The short way of putting it is this: in order to guarantee that a circuit’s output voltage
will not vary with respect to ground, when an of its supply voltages is varied with respect
to ground, it must know where ground is. And an op-amp doesn’t. If you pick a cat up
by all four legs, the nose will follow. Legs = supply pins, nose = output pin. It’s a much
less silly analogy than you might think. Obvious, really, so quite why people think cat
manufacturers will ever be able to change it by cat design or feedback, I really don’t
know…
Then I introduced the acronym PSG, for power supply gain, and some people thought it
was a standard term they’d not heard of.
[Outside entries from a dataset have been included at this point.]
PR #71769, opened 2023-01-06
Chart: Fix a bug in the detection of empty charts

wilmersondasilva:
The value `isEmptyChart` was true even if the `data` prop was an empty array. So, instead of one `empty state` section, the user only saw an empty chart (see screenshot below).

#### Proposed Changes

* Fixes detection of empty charts

#### Testing Instructions

* It's probably easier to test this locally, so `git checkout` to this branch locally
* Go to some file that is using the Chart component and pass an empty array to the `data` prop
* You should see an `empty state` section when you run this locally 
* If you do the same on the branch `trunk`, you will only see something similar to the screenshot below

#### Screenshot

Before
image

After
image

#### Pre-merge Checklist

### DIFF
--- a/client/components/chart/index.jsx
+++ b/client/components/chart/index.jsx
@@ -114,7 +114,7 @@ function Chart( {
 
 		return {
 			chartData: nextData,
-			isEmptyChart: Boolean( nextVals.length && ! nextVals.some( ( a ) => a > 0 ) ),
+			isEmptyChart: Boolean( ! nextVals.some( ( a ) => a > 0 ) ),
 			yMax: getYAxisMax( nextVals ),
 		};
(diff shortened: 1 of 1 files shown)


jsnmoon (approved):
This makes sense and works as intended. 🚢 

However, I don't think this currently affects real customers in production since we appear to always pass along lengthy arrays into the chart component. I tested this PR using a test site created three days ago and found that `nextVals` was an array of 30 zeros, for example.

wilmersondasilva:
> I tested this PR using a test site created three days ago and found that `nextVals` was an array of 30 zeros, for example.

For the chart on the Traffic page, this is true. But on others places, we're passing an empty array, like on the Store page.

PR #71417, opened 2022-12-21
Introduce block-renderer to site assembler to improve performance

arthur791004:
#### Proposed Changes

This PR is focusing on the block-renderer package and uses it to improve the performance of the site assembler. See the simple [README.md](https://github.com/Automattic/wp-calypso/blob/a58ad832102e59f4aa8b856bfb063390d7df3c6c/packages/block-renderer/README.md) to understand how to use the block-renderer package.

pbxlJb-39t-p2 describes the idea of the block-renderer, and pbxlJb-3gc-p2 does the performance analysis

Here is a follow-up PR to handle the scroll behavior: https://github.com/Automattic/wp-calypso/pull/71527

https://user-images.githubusercontent.com/13596067/209108222-d3114764-04b4-4d73-838f-9c5f35a75288.mov

#### Testing Instructions

* Apply D95663-code to your sandbox
* Go to `/setup?siteSlug=<your_site>&flags=pattern-assembler/client-side-render`
* Click the "Continue" button until you land on the Design Picker step
* Scroll to the bottom and select the Blank Canvas CTA
* When you're in the Pattern Assembler step
  * Verify every pattern in the pattern list looks good as before
  * Verify the large preview looks good after you select any header, sections, and footers

#### Pre-merge Checklist

- [x] Has the general commit checklist been followed? (PCYsg-hS-p2)
- [x] [Have you written new tests](https://wpcalypso.wordpress.com/devdocs/docs/testing/index.md) for your changes?
- [x] Have you tested the feature in Simple (P9HQHe-k8-p2), Atomic (P9HQHe-jW-p2), and self-hosted Jetpack sites (PCYsg-g6b-p2)?
- [x] Have you checked for TypeScript, React or other console errors?
- [x] Have you used memoizing on expensive computations? More info in [Memoizing with create-selector](https://github.com/Automattic/wp-calypso/blob/trunk/packages/state-utils/src/create-selector/README.md) and [Using memoizing selectors](https://react-redux.js.org/api/hooks#using-memoizing-selectors) and [Our Approach to Data](https://github.com/Automattic/wp-calypso/blob/trunk/docs/our-approach-to-data.md)
- [x] Have we added the "[Status] String Freeze" label as soon as any new strings were ready for translation (p4TIVU-5Jq-p2)?
- [x] For changes affecting Jetpack: Have we added the "[Status] Needs Privacy Updates" label if this pull request changes what data or activity we track or use (p4TIVU-ajp-p2)?

[...]

PR #70833, opened 2022-12-06
Update Cookie Banner (with hotfix for card and button styles)

robertsreberski:
#### Proposed Changes

- Add @automattic/privacy-toolset to wp-calypso
- Remove GdprBanner and replace it with CookieBanner (SSR and async)
- Include checking both GDPR
- Support new cookie structure server-side
- Ensure all styles related to card and button components are still displaying correctly

#### Testing Instructions

> Disclaimer: this PR changes env flag from `gdpr-banner` to `cookie-banner`. Please consider that in the testing plan.

* Checkout changes
* Modify the config for your test environment to ensure that cookie-banner is set to true

##### Testing client-side Cookie Banner
* Run the calypso environment (`yarn start`)
* Go to any authenticated calypso page e.g., `http://calypso.localhost:3000/me/privacy?flags=cookie-banner`
* Change your cookies to GDPR region `country_code=NL;`
* Ensure you don't have `sensitive_pixel_option` and `sensitive_pixel_options` cookies
* Reload the page
* You should see the cookie banner floating at the bottom of the viewport

CleanShot 2022-11-30 at 19 17 03@2x

* Click "Customize"
* You should see the cookie banner with bucket options

CleanShot 2022-12-02 at 08 26 28@2x

* Click "Accept selection"
* Reload the page
* Cookie Banner should not load again

##### Testing server-side Cookie Banner

* (if you don't have VPN)
* Run the calypso environment (`yarn start`)
* Load `http://calypso.localhost:3000/log-in` as a logged-out user
* Change your cookies to GDPR region `country_code=NL`
* (if you have VPN)
* Set VPN to any of the EU countries, e.g., France.
* (continue)
* Run calypso environment with server-side `yarn build-server && yarn start`)
* Ensure you don't have `sensitive_pixel_option` and `sensitive_pixel_options` cookies
* Load `http://calypso.localhost:3000/log-in` as a logged-out user
* Ensure the cookie bar gets displayed as part of the first render
* Click the Accept button
* Ensure the cookie bar animates away
* Reload the page
* Ensure the cookie bar does not get displayed as part of the first render

##### Testing that `<Card />` and `<Button />` (`@automatttic/components`) styles are still valid
* Go to `http://calypso.localhost:3000/themes` (you don't need to trigger cookie banner)
* Ensure the design (especially padding) looks as below:
 
image

* Go to `http://calypso.localhost:3000/start/account/user` as logged out
* Ensure the design looks as below:

image

[...]

PR #71772, opened 2023-01-07
Fix missing TypeScript dependencies for privacy-toolkit and block-renderer

sirbrillig:
#### Proposed Changes

Currently when running the TypeScript compiler on calypso's `client` directory, you get a lot of errors like:

```
client/blocks/do-not-sell-dialog/index.tsx:1:33 - error TS2307: Cannot find module '@automattic/privacy-toolset' or its corresponding type declarations.
client/landing/stepper/declarative-flow/internals/steps-repository/pattern-assembler/pattern-list-renderer.tsx:1:33 - error TS2307: Cannot find module '@automattic/block-renderer' or its
corresponding type declarations.
```

These errors are also visible if you use a TypeScript-aware editor when editing the mentioned files. However, the missing packages do exist, they just had not been listed as dependencies or added to the TS config file. 

This PR adds both packages, `@automattic/privacy-toolkit` (added by https://github.com/Automattic/wp-calypso/pull/70833) and `@automattic/block-renderer` (added by https://github.com/Automattic/wp-calypso/pull/71417) as dependencies to the `client` package and also to the TS config file.

**Note:** Yarn's build process now reports the following error, but I'm not sure how to fix it.

```
➤ YN0060: │ wp-calypso@workspace:. provides react (p4692f) with version 17.0.2, which doesn't satisfy what @automattic/block-renderer and some of its descendants request
➤ YN0060: │ wp-calypso@workspace:. provides react-dom (p0b524) with version 17.0.2, which doesn't satisfy what @automattic/block-renderer and some of its descendants request
...
➤ YN0000: wp-calypso@workspace:. provides react@npm:17.0.2 with version 17.0.2, which doesn't satisfy the following requirements:
➤ YN0000: react-autosize-textarea@npm:7.1.0 [f63de]                            → ^0.14.0 || ^15.0.0 || ^16.0.0 ✘
```

So the problem is that `@automattic/block-renderer` depends on `@wordpress/block-editor`, which does not support React 17 because of its dependency on `react-autosize-textarea`. The issue would be resolved by this PR but I think the repo might be abandoned: https://github.com/buildo/react-autosize-textarea/pull/148 

#### Testing Instructions

Before this PR, running `yarn tsc -p client/tsconfig.json --noEmit` would result in 8 errors.

After this PR, the command will result in no errors.

### DIFF
--- a/client/package.json
+++ b/client/package.json
@@ -50,6 +50,7 @@
 		"@automattic/onboarding": "workspace:^",
 		"@automattic/pattern-picker": "workspace:^",
 		"@automattic/plans-grid": "workspace:^",
+		"@automattic/privacy-toolset": "workspace:^",
 		"@automattic/react-virtualized": "^9.22.3",
 		"@automattic/request-external-access": "workspace:^",
 		"@automattic/search": "workspace:^",
--- a/package.json
+++ b/package.json
@@ -134,6 +134,7 @@
 		"whybundled:server": "NODE_ENV=production CALYPSO_ENV=production EMIT_STATS=withreasons CONCATENATE_MODULES=false yarn run build-server && whybundled client/stats-server.json"
 	},
 	"dependencies": {
+		"@automattic/block-renderer": "workspace:^",
 		"@automattic/calypso-babel-config": "workspace:^",
 		"@automattic/calypso-build": "workspace:^",
 		"@automattic/calypso-color-schemes": "workspace:^",
--- a/packages/tsconfig.json
+++ b/packages/tsconfig.json
@@ -7,6 +7,7 @@
 	// Reference all TS packages
 	"references": [
 		{ "path": "./accessible-focus" },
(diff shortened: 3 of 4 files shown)


sirbrillig:
Nevermind, since the dependencies cannot be safely added due to React 17, I just fixed the TS errors only in https://github.com/Automattic/wp-calypso/pull/71773

noahtallen:
By the way, we do have a lot of stuff in our `.yarnrc.yml` file which lets yarn use these dependencies: https://github.com/Automattic/wp-calypso/blob/trunk/.yarnrc.yml

Essentially, the "solution" is to ignore the warning if we test that it'll work correctly. Now that dependency management like yarn is strict about peer dependencies, this is our main tool for working with older/abandoned packages. Ideally, though, Gutenberg would move away from things which don't support React 17! (But at this point, Gutenberg is on React 18, so it'll have to go even further :))

PR #74862, opened 2023-03-23
Logging: Render site log data in a table

p-jackson:
Fixes Automattic/dotcom-forge#1989

## Proposed Changes

* Renders log entries in a table
* Scrolls horizontally
* Changes the Sites Log section to a "full width" layout
* `date`/`timestamp` column (depending on the log type) appears as first column
* The first column always appears in the site's configured timezone

CleanShot 2023-03-24 at 18 11 05@2x

I decided to use the site's timezone (rather than the current user's timezone) because I thought it might be nicer to have consistency between team members. For example if an HE is helping a user track down a bug, it might be better for everyone to be using the same frame of reference when talking.
Whichever timezone is used personally I prefer when the timezone is explicitly displayed too. To avoid confusion.

## Testing Instructions

* Check out locally
* Head to `/site-logs/:siteSlug` for a WoA site
* Take a look at the table
* Acceptance criteria in Automattic/dotcom-forge#1989 should be complete
* You can change the site's timezone at `/settings/general/:siteSlug`

## Pre-merge Checklist


client/data/hosting/use-site-logs-query.ts
```diff
@@ -5,12 +5,12 @@ interface SiteLogsAPIResponse {
 	message: string;
 	data: {
 		total_results: number;
-		logs: object[];
+		logs: Record< string, any >[];
```
mpkelly, line 8: It's always a `string` or a `number`, so maybe can narrow this down to `Record< string, string | number >` here

mpkelly (approved):
Tables now!? It's really getting fancy. What next, white panel backgrounds? Icons?

I think it's good. The time zone updated according to my settings 👍  

I think a more compact time format and sans-serif font would be a good change as this column eats a quite a bit of space: 

image

Also, you could show the local time in a tooltip, e.g. `<td title={localTime}>...</td>`

client/data/hosting/use-site-logs-query.ts
p-jackson: I wanted to protect against any future API changes in `renderCell()` by making sure we fell back back to something like `JSON.stringify` if we encountered something unexpected. We only get strings and numbers for now but it doesn't really document what the type is going to be.

But I probably should have gone with `unknown` instead of `any`. Since `unknown` will make sure we do checking before we use the value.

PR #74868, opened 2023-03-24
Logging: Move Site Logs tab type definition to `client/data/hosting`

p-jackson:
## Proposed Changes

Refactors the `'php' | 'web'` data type, which is going to be used by a lot of our logging components, to the `client/data/hosting` folder. This is the lowest-common-denominator for places that use this type, so everyone should import the type from here.

## Testing Instructions

* Pure refactor, there should be no change


mpkelly (approved):
All good. LGTM

PR #74896, opened 2023-03-24
Woo Express: The state didn't update after upgrading an expired woo trial site

### LINKED ISSUE #74785: Woo Express Performance: Upgrade after trial expiration shows trial expiration page
The first time upgrading an expired free trial shows the trial expiration page. It should show the post-upgrade task screen instead.

P2: pdtkmj-1k4-p2#comment-2397

1. Upgrade an expired trial site from the Plans page.
2. Complete the purchase.
3. You'll land on the free trial expiration page 
image

The user should land on the post-upgrade task screen instead.
image

valterlorran:
## Proposed Changes

* The state was not updated after upgrading an expired site.
* This would cause the user to be redirected back to the Trial Expired page, instead of the Trial Upgraded page.

## Testing Instructions

* Navigate to `/plans/my-plan/trial-expired/{YOUR-SITE}` on an expired woo trial site
* Upgrade your site by clicking on the "Upgrade now" button.
* Go through the checkout flow.
* You should no longer be redirected to the `plans/my-plan/trial-expired/{YOUR-SITE}`, you should see the Trial Upgraded page.

Closes #74785


markbiek (approved):
Working as expected!

client/my-sites/controller.js
```diff
@@ -553,9 +553,15 @@ export function siteSelection( context, next ) {
 		// onSelectedSiteAvailable might render an error page about domain-only sites or redirect
 		// to wp-admin. In that case, don't continue handling the route.
 		dispatch( setSelectedSiteId( siteId ) );
-		if ( onSelectedSiteAvailable( context ) ) {
-			next();
-		}
+
+		// This will fetch the site and update the state after the plan is upgraded
+		dispatch( requestSite( siteFragment ) )
```
daledupreez: I think this is not the right place to add this request, as it will trigger a new API request _every time a user navigates to a site-specific page_.

I think we need to work out if we can invalidate the site cache when a plan purchase occurs.

daledupreez (changes requested):

client/my-sites/controller.js
markbiek: Thanks for catching that! I wasn't aware this was triggered on every site-specific navigation.

client/my-sites/controller.js
```diff
@@ -548,11 +548,26 @@ export function siteSelection( context, next ) {
 	const isUnlinkedCheckoutNotBoost =
 		isUnlinkedCheckout && ! context.pathname.includes( 'jetpack_boost' );
 
+	const currentPlanSlug = getSitePlanSlug( getState(), siteId );
+	const shouldUpdateStateAfterUpgrade =
+		context.pathname.includes( 'plans/my-plan/trial-upgraded/' ) &&
```
tyxla: Noting that this could be made more precise. Right now, it would return `true` for `my-plans/my-plan/trial-upgraded/` so maybe we want to change the `.includes()` with a `.startsWith()`. You might need to add a leading forward slash then.

client/my-sites/controller.js
```diff
@@ -548,11 +548,26 @@ export function siteSelection( context, next ) {
...
+		// This will fetch the site and update the state after the plan is upgraded
+		if ( shouldUpdateStateAfterUpgrade ) {
+			dispatch( requestSite( siteFragment ) )
+				.catch( () => null )
+				.then( () => {
+					if ( onSelectedSiteAvailable( context ) ) {
+						next();
+					}
+				} );
+		} else if ( onSelectedSiteAvailable( context ) ) {
```
tyxla: This adds a bit of duplication, which indicates a potential code smell. Could we improve so we don't call the `onSelectedSiteAvailable( context )` condition twice?

valterlorran:
@tyxla Thanks for the comments. I applied both of your suggestions!

client/my-sites/controller.js
```diff
@@ -552,9 +552,21 @@ export function siteSelection( context, next ) {
...
-		}
+
+		const currentPlanSlug = getSitePlanSlug( getState(), siteId );
+		const shouldUpdateStateAfterUpgrade =
+			context.pathname.startsWith( '/plans/my-plan/trial-upgraded/' ) &&
+			[ PLAN_FREE, PLAN_JETPACK_FREE ].includes( currentPlanSlug );
+
+		// This will fetch the site and update the state after the plan is upgraded if the site is on the trial-upgraded flow.
+		const promise = shouldUpdateStateAfterUpgrade
+			? dispatch( requestSite( siteId ) )
```
tyxla: What will happen if the site request fails? Should we be handling it somehow?

valterlorran: The Trial Upgraded page will be rendered as it should. However, it may be worth invalidating the cache for the upgraded site.

Screen Shot 2023-03-29 at 11 47 09

tyxla: Sounds good. We might also catch the error just in case.

client/my-sites/controller.js
```diff
@@ -552,9 +552,24 @@ export function siteSelection( context, next ) {
...
+
+		const currentPlanSlug = getSitePlanSlug( getState(), siteId );
+		const shouldUpdateStateAfterUpgrade =
+			context.pathname.startsWith( '/plans/my-plan/trial-upgraded/' ) &&
+			[ PLAN_FREE, PLAN_JETPACK_FREE ].includes( currentPlanSlug );
+
+		// This will fetch the site and update the state after the plan is upgraded if the site is on the trial-upgraded flow.
+		const promise = shouldUpdateStateAfterUpgrade
+			? dispatch( requestSite( siteId ) ).catch( () => {
+					dispatch( removeSite( siteId ) );
```
tyxla: On second thought, I'm not 100% sure that this makes sense. What if the site is just there but the request just failed? Why would we remove the known site object if we can just keep it and use it for the time being?

valterlorran: I was concerned that the user could navigate to another page and see the free plan instead of the performance plan in case an exception was thrown. But I made several tests here, and I don't think it's necessary.

daledupreez (approved):
LGTM!

Issue #74416, opened 2023-03-14
LaunchPad - create a "choose domain" task flow.


Addison-Stavlo:
We want to update the "choose domain" task flow to not be reliant on calypso and have a better cohesive feel with the onboarding flows it is used with.

For this flow to be considered complete:
- [x] Create a stepper flow to use with the "choose domain" launchpad task.
- [x] The first step of the flow is domains selection, and allows the user for a clear way to select that they are happy with their current domain to return to launchpad with the step completed.
- [x] The second step (if choosing a domain) should be the plans and pricing grid. Note - we can show the "free" plan here IFF the domain they chose was a free domain.
- [x] After this we should leverage the existing checkout step, and completion should return to the launchpad.

Some visual and design representation of this flow can be found in p9Jlb4-6mr-p2 (2nd video) 

When this is completed, lets move the below follow up tasks to a new issue to be actioned:
- <s> update the launchpad congrats/launch modal to lean harder into the domain upsell language (@nuriapenya is looking into this) </s> moved this to a separate issue - https://github.com/Automattic/wp-calypso/issues/74712 
- [ ] after that is complete (per p9Jlb4-6mr-p2) we will also want to remove the "choose domain" task from flows that already have domain selection steps (pretty much all main flows except "free"). - when this is being done we should notify @paulbonahora as he has requested a ping once this goes into effect.

jeyip:
@agrullon95 started on this https://github.com/Automattic/wp-calypso/pull/74313

PR #74897, opened 2023-03-24
Hide free plan for domain upsell flow

agrullon95:
Related to #74416

## Testing / Review Estimation

Test: short
Review: short

## Proposed Changes

* Hides free plan on the plan selection screen for domain upsell flow

## Testing Instructions

* Checkout branch
* Create or use an existing launchpad-enabled site (Write/build/free flow)
* Click the "Choose a domain" task
* Select a random domain and verify the plan selection screen does not display a free plan.
* Go back to the domain selection screen. Click "Use a domain I own" and go through the steps until you reach the plans screen again. Verify the plan selection screen does not display a free plan.

CleanShot 2023-03-24 at 11 18 38@2x

## Pre-merge Checklist

### DIFF
--- a/client/landing/stepper/declarative-flow/internals/steps-repository/domains/index.tsx
+++ b/client/landing/stepper/declarative-flow/internals/steps-repository/domains/index.tsx
@@ -94,15 +94,7 @@ const DomainsStep: Step = function DomainsStep( { navigation, flow } ) {
 			} );
 			dispatch( submitDomainStepSelection( suggestion, getAnalyticsSection() ) );
 
-			let hideFreePlan;
-
-			if ( flow === DOMAIN_UPSELL_FLOW ) {
-				hideFreePlan = true;
-			} else {
-				hideFreePlan = Boolean( suggestion.product_slug ) || shouldHideFreePlan;
-			}
-
-			setHideFreePlan( hideFreePlan );
+			setHideFreePlan( Boolean( suggestion.product_slug ) || shouldHideFreePlan );
 			setDomainCartItem( domainCartItem );
 		}
 
--- a/client/landing/stepper/declarative-flow/domain-upsell.ts
+++ b/client/landing/stepper/declarative-flow/domain-upsell.ts
@@ -1,4 +1,4 @@
-import { useSelect } from '@wordpress/data';
+import { useDispatch, useSelect } from '@wordpress/data';
 import { translate } from 'i18n-calypso';
 import { OnboardSelect } from 'calypso/../packages/data-stores/src';
 import {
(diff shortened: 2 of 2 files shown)


client/landing/stepper/declarative-flow/internals/steps-repository/domains/index.tsx
```diff
@@ -94,15 +94,7 @@ const DomainsStep: Step = function DomainsStep( { navigation, flow } ) {
...
-			let hideFreePlan;
-
-			if ( flow === DOMAIN_UPSELL_FLOW ) {
-				hideFreePlan = true;
-			} else {
-				hideFreePlan = Boolean( suggestion.product_slug ) || shouldHideFreePlan;
-			}
-
-			setHideFreePlan( hideFreePlan );
+			setHideFreePlan( Boolean( suggestion.product_slug ) || shouldHideFreePlan );
```
edanzer, line 97: Just want to clarify what's happening here. Looks like we're taking out special logic for the DOMAIN_UPSELL_FLOW. I think we can do that here - without affecting other flows - because we're invoking `setHideFreePlan( true );` on line 51 in [domain-upsell.ts](https://github.com/Automattic/wp-calypso/pull/74897/files#diff-528d0329c8ad2a1886e8ceeacf51f5b4f639a264bae1ea37826c1b5080846a43). 

So basically, we just update that value in state when working within the domain-upsell flow, and the rest of the logic just works down stream. 

Assuming that's right, I wonder whether there would be any unanticipated effects of updating that state value? For example, once we invoke `setHideFreePlan( true );` that means as long as that state value persist, we'd never show the free plans. Is it possible that a user would end up back on the domains page via some other route/flow where they SHOULD see the free plan, but not see it because we've updated that state value? 

Worth noting I can't think of one, but I just want to be sure we don't introduce unexpected changes to the domains page when not intended.

sharpirate:
This tests well, I'll hold off on approval due to Erick's comment

client/landing/stepper/declarative-flow/internals/steps-repository/domains/index.tsx
agrullon95: We're moving the "hide free plan" logic into the domain-upsell flow itself, instead of having that logic inside the domains step. It's essentially the same thing, but this change allows us to ensure that the Free plan is always hidden for the domain-upsell flow without modifying other code in the plans or domain step (until we decide we want to show the free plan for specific scenarios within the domain-upsell flow).

> Assuming that's right, I wonder whether there would be any unanticipated effects of updating that state value? For example, once we invoke setHideFreePlan( true ); that means as long as that state value persist, we'd never show the free plans. Is it possible that a user would end up back on the domains page via some other route/flow where they SHOULD see the free plan, but not see it because we've updated that state value?

This is definitely possible if the same redux state value is retrieved/read in another plans-related component, but that will happen regardless of these changes. The only reference for `getHideFreePlan` (to retrieve the "hide free plan" value from redux) in stepper `plans/plans-wrapper.tsx`. This plans component is only used in Link-in-bio, newsletter, and the domain-upsell flow. The link-in-bio and newsletter will not be affected by these changes since they use the "old" plans component design (vs the new plans grid design we see on the /plans screen when going the domain-upsell flow)

sharpirate (approved):

edanzer (approved):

It’s not, but I think it should be. As I
commented later, it’s really just the inverse of the power supply rejection ratio, but it’s
much more useful for grasping the in-circuit impact of wiggling those supply pins about –
especially when some feedback is applied. I’m certainly not the first person to write
about the need to think of the supply pins as inputs. If I made a small contribution, it was
to point out that there’s no escape from their input-ness and it always needs to be taken
into account.
I probably labored these points a little, allowing the dramatic tension to sag a little in the
middle, as it does in some thrillers. But the important stuff does begin to come into focus
in this episode. Because no amplifier can completely reject the variation of the voltage
on its supply pins, regardless of the topology employed, this variation will always be
visible on the output terminal in some form. And in the worst-case, but highly likely,
scenario, introduced in the previous episode, of an in-phase variation caused by the very
load current the amplifier is sourcing and sinking, the result is utterly predictable and,
again, topology- and manufacturer-invariant.
Supply voltage variations will make an op-amp’s output voltage move. Any data sheet or
app note that implies that it won’t, is wrong. So there.